# EXERCISE REQUIREMENTS:
Please write each record out again word for word.

# DATASET RECORDS:

PR #203, opened 2021-11-22
chore: add new text styles to a new typograph-v2

### LINKED ISSUE #201: New Typography File for the new Font styles
### Description
Figma defines text styles for each Component. 
All those styles should be added into a new `typography.tsx` to prevent us from implementing them for each component locally.

Those styles should be used in all the new components.

milljoniaer:
Add the new Text styles from Figma into a new `typography-v2.tsx`.
It closes Issue #201 .

refine them in the new components:
- Breadcrumb
- Callout
- Checkbox
- Leadbox
- Navigation
- Textfield

I left the Teaser out since @hofmann-felix is still working on it, right?

I have cross checked the font styles in the new components with storybook and figma, so they should be still/now correct


src/components/typography/typography-v2.tsx
```diff
@@ -0,0 +1,165 @@
+import React from 'react';
```
feedm3: Can be removed and the file type changed to `.ts` instead of `.tsx`. We don't have any JSX in here.

This is what Github is telling me (nice feature):
Screenshot 2021-11-22 at 17 07 02

feedm3 (changes requested):
Nice to have all text styles in one place 💪🏻

I'm thinking about if it would be simpler to put them into an object and export only a `TextStyles` object:
```js
const ToplineR = css`...`;

export const TextStyles = {
  ToplineR,
}
```

and then use it like 
```jsx
import { TextStyles } from '../typography/typography-v2';

const SomeComponent = styled.span`
  ${TextStyles.ToplineR}
`;
```

Why? Because it's simpler to work with auto-complete. Right now you either need to know the exact name or you need to search in the `typography-v2.tsx` name for it. If there is just one `TextStyles` object you can import this and then find the appropriate style via auto-completion. 

I usually don't create those object containers, but in exactly this case I think it could be a good idea 🤔

src/components/typography/typography-v2.tsx
milljoniaer: Thank you, I've implemented the requested Changes. Please have another look at the PR.

src/components/typography/typography-v2.ts
```diff
@@ -0,0 +1,185 @@
+import React from 'react';
```
fischeversenker: This is still unused. Please remove this import :pray:

src/components/typography/typography-v2.ts
```diff
@@ -0,0 +1,185 @@
...
+  textL,
+  textR,
+  textS,
+  textXS,
+  quote,
+  code,
+  menuItemR,
+  menuItemS,
+  menuMeta,
+};
```
fischeversenker, line 150: I like the "export everything as an object approach" that @feedm3 suggested.

I would suggest to define these styles inline, though. Right now, if you wanted to rename or add a style you would need to touch two places. First the variable name that holds the style as well as this object that is built out of all these variables. We could simplify this like this:
```ts
export const TextStyles = {
  timestamp: css`
    font-weight: normal;
    font-size: 14px;
    line-height: 110%;
    letter-spacing: -0.01em;
    color: #000000;
  `,
  toplineR: css`
    font-weight: bold;
    font-size: 16px;
    line-height: 110%;
    color: #000000;
  `,
  ...
};
```

In the end this boils down to personal preference. Opinions about this are very welcome :raised_hands:

fischeversenker (commented):
This is great! Thanks a lot for the cleanup and collecting all these styles. Not only did you collect all the existing styles but you also added the missing ones from Figma. Thanks 🙏 

I like the approach that @feedm3 suggested to group all these styles into a `TextStyles` object. The only difference that I suggest is to define the styles inline to avoid duplication of the variable names. I claim this will be easier to maintain. See my comment. 

There still also is the unused `React` import in the new typography file ☝️

src/components/typography/typography-v2.ts
feedm3: Yep, was also thinking about this. Maybe inlining all those objects can become a bit messier (for example when you want to use some extra constants or so), but right now it would be more simple than the separate objects.

milljoniaer: Yes, I do agree, I implemented the changes. Please have another look at the changes.

feedm3 (approved):

src/components/typography/typography-v2.ts
fischeversenker: Thanks for the feedback :pray:

fischeversenker (approved):
Thanks for the updates. Let's merge this :rocket:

# THE COMPLETED TASK:
PR #203, opened 2021-11-22
chore: add new text styles to a new typograph-v2

### LINKED ISSUE #201: New Typography File for the new Font styles
### Description
Figma defines text styles for each Component. 
All those styles should be added into a new `typography.tsx` to prevent us from implementing them for each component locally.

Those styles should be used in all the new components.

milljoniaer:
Add the new Text styles from Figma into a new `typography-v2.tsx`.
It closes Issue #201 .

refine them in the new components:
- Breadcrumb
- Callout
- Checkbox
- Leadbox
- Navigation
- Textfield

I left the Teaser out since @hofmann-felix is still working on it, right?

I have cross checked the font styles in the new components with storybook and figma, so they should be still/now correct


src/components/typography/typography-v2.tsx
```diff
@@ -0,0 +1,165 @@
+import React from 'react';
```
feedm3: Can be removed and the file type changed to `.ts` instead of `.tsx`. We don't have any JSX in here.

This is what Github is telling me (nice feature):
Screenshot 2021-11-22 at 17 07 02

feedm3 (changes requested):
Nice to have all text styles in one place 💪🏻

I'm thinking about if it would be simpler to put them into an object and export only a `TextStyles` object:
```js
const ToplineR = css`...`;

export const TextStyles = {
  ToplineR,
}
```

and then use it like 
```jsx
import { TextStyles } from '../typography/typography-v2';

const SomeComponent = styled.span`
  ${TextStyles.ToplineR}
`;
```

Why? Because it's simpler to work with auto-complete. Right now you either need to know the exact name or you need to search in the `typography-v2.tsx` name for it. If there is just one `TextStyles` object you can import this and then find the appropriate style via auto-completion. 

I usually don't create those object containers, but in exactly this case I think it could be a good idea 🤔

src/components/typography/typography-v2.tsx
milljoniaer: Thank you, I've implemented the requested Changes. Please have another look at the PR.

src/components/typography/typography-v2.ts
```diff
@@ -0,0 +1,185 @@
+import React from 'react';
```
fischeversenker: This is still unused. Please remove this import :pray:

src/components/typography/typography-v2.ts
```diff
@@ -0,0 +1,185 @@
...
+  textL,
+  textR,
+  textS,
+  textXS,
+  quote,
+  code,
+  menuItemR,
+  menuItemS,
+  menuMeta,
+};
```
fischeversenker, line 150: I like the "export everything as an object approach" that @feedm3 suggested.

I would suggest to define these styles inline, though. Right now, if you wanted to rename or add a style you would need to touch two places. First the variable name that holds the style as well as this object that is built out of all these variables. We could simplify this like this:
```ts
export const TextStyles = {
  timestamp: css`
    font-weight: normal;
    font-size: 14px;
    line-height: 110%;
    letter-spacing: -0.01em;
    color: #000000;
  `,
  toplineR: css`
    font-weight: bold;
    font-size: 16px;
    line-height: 110%;
    color: #000000;
  `,
  ...
};
```

In the end this boils down to personal preference. Opinions about this are very welcome :raised_hands:

fischeversenker (commented):
This is great! Thanks a lot for the cleanup and collecting all these styles. Not only did you collect all the existing styles but you also added the missing ones from Figma. Thanks 🙏 

I like the approach that @feedm3 suggested to group all these styles into a `TextStyles` object. The only difference that I suggest is to define the styles inline to avoid duplication of the variable names. I claim this will be easier to maintain. See my comment. 

There still also is the unused `React` import in the new typography file ☝️

src/components/typography/typography-v2.ts
feedm3: Yep, was also thinking about this. Maybe inlining all those objects can become a bit messier (for example when you want to use some extra constants or so), but right now it would be more simple than the separate objects.

milljoniaer: Yes, I do agree, I implemented the changes. Please have another look at the changes.

feedm3 (approved):

src/components/typography/typography-v2.ts
fischeversenker: Thanks for the feedback :pray:

fischeversenker (approved):
Thanks for the updates. Let's merge this :rocket:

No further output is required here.